Zip files can be transferred to the device through FTP or TFTP. The default authentication pages file must be saved in the root directory of the device, and other authentication files can be saved in the root directory or the portal directory under the root directory of the device.
Examples of zip files on the device:
<Sysname> dir Directory of flash:/portal/ 0 -rw- 1405 Feb 28 2011 15:53:31 ssid2.zip 1 -rw- 1405 Feb 28 2011 15:53:20 ssid1.zip 2 -rw- 1405 Feb 28 2011 15:53:39 ssid3.zip 3 -rw- 1405 Feb 28 2011 15:53:44 ssid4.zip 2540 KB total (1319 KB free)
Rules on file size and contents
For the system to push customized authentication pages smoothly, you need comply with the following size and content requirements on authentication pages.
The size of the zip file of each set of authentication pages, including the main authentication pages and the page elements, must be no more than 500 KB.
The size of a single page, including the main authentication page and its page elements, must be no more than 50 KB before being compressed.
Page elements can contain only static contents such as HTML, JS, CSS, and pictures.
Logging off a user who closes the logon success or online page
After a user passes authentication, the system pushes the logon success page named logonSuccess.htm. If the user initiates another authentication through the logon page, the system pushes the online page named online.htm. You can configure the device to forcibly log off the user when the user closes either of these two pages. To do so, add the following contents in logonSuccess.htm and online.htm:
Reference to JS file pt_private.js.
Function pt_unload(), which is used to trigger page unloading.
Function pt_submit(), the event handler function for Form.
Function pt_init(), which is for triggering page loading.
The following is a script example with the added contents highlighted in gray:
<html> <head> <script type="text/javascript" language="javascript" src="pt_private.js"></script> </head> <body onload="pt_init();" onbeforeunload="return pt_unload();"> ... ... <form action=logon.cgi method = post onsubmit="pt_submit()"> ... ... </body> </html>
Redirecting authenticated users to a specified Web page
To make the device automatically redirect authenticated users to a specified Web page, do the following in logon.htm and logonSuccess.htm:
In logon.htm, set the target attribute of Form to blank.
See the contents in gray:
<form method=post action=logon.cgi target="blank">
Add the function for page loading pt_init() to logonSucceess.htm.
See the contents in gray:
<html> <head> <title>LogonSuccessed</title> <script type="text/javascript" language="javascript" src="pt_private.js"></script> </head> <body onload="pt_init();" onbeforeunload="return pt_unload();"> ... ... </body> </html>
Hewlett Packard Enterprise recommends using Microsoft IE 6.0 or above on the authentication clients.

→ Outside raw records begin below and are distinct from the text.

PR #714, opened 2020-07-20
input-date-range: validation

margaree:
- `input-date` contains a tooltip which shows the out of range (i.e., min and max) errors
- `input-date-range` contains tooltips which show the bad input errors (i.e., end date before start date)


components/inputs/input-date-range.js
```diff
@@ -129,16 +149,71 @@ class InputDateRange extends RtlMixin(LocalizeCoreElement(LitElement)) {
 		if (input) input.focus();
 	}
 
+	async validate(showErrors) {
+		const errors = await super.validate(showErrors);
+		if (errors.length !== 0) {
+			return errors;
+		}
+		setTimeout(async() => {
```
margaree, line 157: I added this `setTimeout` because when going from an invalid range to just an invalid input-date, I was getting this error:
```
run-async.js:50 Uncaught (in promise) Error
    at run-async.js:50
    at NodePart.commit (parts.ts:210)
    at TemplateInstance.update (template-instance.ts:53)
    at NodePart.__commitTemplateResult (parts.ts:271)
    at NodePart.commit (parts.ts:221)
    at render (render.ts:55)
    at Function.render (shady-render.ts:277)
    at HTMLElement.update (lit-element.ts:216)
    at HTMLElement.performUpdate (updating-element.ts:757)
    at HTMLElement._enqueueUpdate (updating-element.ts:713)
```

It still functioned properly, but something about the timing seemed right. `setTimeout` was the only thing I had found that "fixed" it.

components/inputs/input-date-range.js
```diff
@@ -98,24 +105,37 @@ class InputDateRange extends RtlMixin(LocalizeCoreElement(LitElement)) {
...
 		return html`
+			${tooltipStart}
+			${tooltipEnd}
+			<d2l-validation-custom @d2l-validation-custom-validate=${this._validateRange}></d2l-validation-custom>
 			<d2l-input-fieldset label="${ifDefined(this.label)}" ?label-hidden="${this.labelHidden}">
 				<d2l-input-date
 					@change="${this._handleChange}"
 					class="d2l-input-date-range-start"
+					@d2l-form-element-should-validate="${this._handleNestedFormElementValidation}"
+					@d2l-input-date-dropdown-open="${this._handleDropdownOpen}"
```
margaree, line 119: The events coming from `d2l-input-date` were necessary in order to have the same behaviour where the tooltip hides when the dropdown opens, and the tooltip appears when the dropdown closes.

components/inputs/input-date-range.js
```diff
@@ -98,24 +105,37 @@ class InputDateRange extends RtlMixin(LocalizeCoreElement(LitElement)) {
...
 
 	render() {
-		const startLabel = this.startLabel ? this.startLabel : this.localize('components.input-date-range.startDate');
-		const endLabel = this.endLabel ? this.endLabel : this.localize('components.input-date-range.endDate');
+		const tooltipStart = this.validationError ? html`<d2l-tooltip align="start" for="${this._startInputId}" state="error">${this.validationError}</d2l-tooltip>` : null;
+		const tooltipEnd = this.validationError ? html`<d2l-tooltip align="start" for="${this._endInputId}" state="error">${this.validationError}</d2l-tooltip>` : null;
 		return html`
+			${tooltipStart}
+			${tooltipEnd}
+			<d2l-validation-custom @d2l-validation-custom-validate=${this._validateRange}></d2l-validation-custom>
```
AllanKerr, line 113: We should be able to get rid of this `d2l-validation-custom` and in `_handleChange` we'd then call:
```
this.setValidity(...);
await this.requestValidate();
```

components/inputs/input-date-range.js
```diff
@@ -129,16 +149,71 @@ class InputDateRange extends RtlMixin(LocalizeCoreElement(LitElement)) {
...
 			'change',
 			{ bubbles: true, composed: false }
 		));
 	}
 
+	_handleDropdownOpen(e) {
+		const id = e.target.id;
+		const tooltip = this.shadowRoot.querySelector(`d2l-tooltip[for="${id}"]`);
+		if (tooltip && tooltip.showing) tooltip.hide();
+	}
```
AllanKerr, line 193: We might be able to replace this with tooltip `close-on-click`. It was introduced so that when a button gets interacted with to open a dropdown the tooltip will close.

components/inputs/input-date-range.js
```diff
@@ -129,16 +149,71 @@ class InputDateRange extends RtlMixin(LocalizeCoreElement(LitElement)) {
...
+		if (tooltip && !tooltip.showing) tooltip.show();
+	}
+
+	_handleNestedFormElementValidation(e) {
+		e.preventDefault();
+	}
+
+	get _startLabel() {
+		return this.startLabel ? this.startLabel : this.localize('components.input-date-range.startDate');
+	}
```
AllanKerr, line 208: I assume this isn't inlined in render for performance reasons? If the localize mixin doesn't automatically cache terms is this something we should consider adding? It feels a bit weird to have components be responsible for caching their own lang terms.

Make sure the browser of an authentication client permits pop-ups or permits pop-ups from the access device. Otherwise, the user cannot log off by closing the logon success or online page and can only click Cancel to return back to the logon success or online page.
If a user refreshes the logon success or online page, or jumps to another website from either of the pages, the device also logs off the user.
Only Microsoft IE, Mozilla Firefox, and Apple Safari browsers support the device to log off the user when the user closes the logon success or online page. Google Chrome, Opera, and other browsers do not support this function.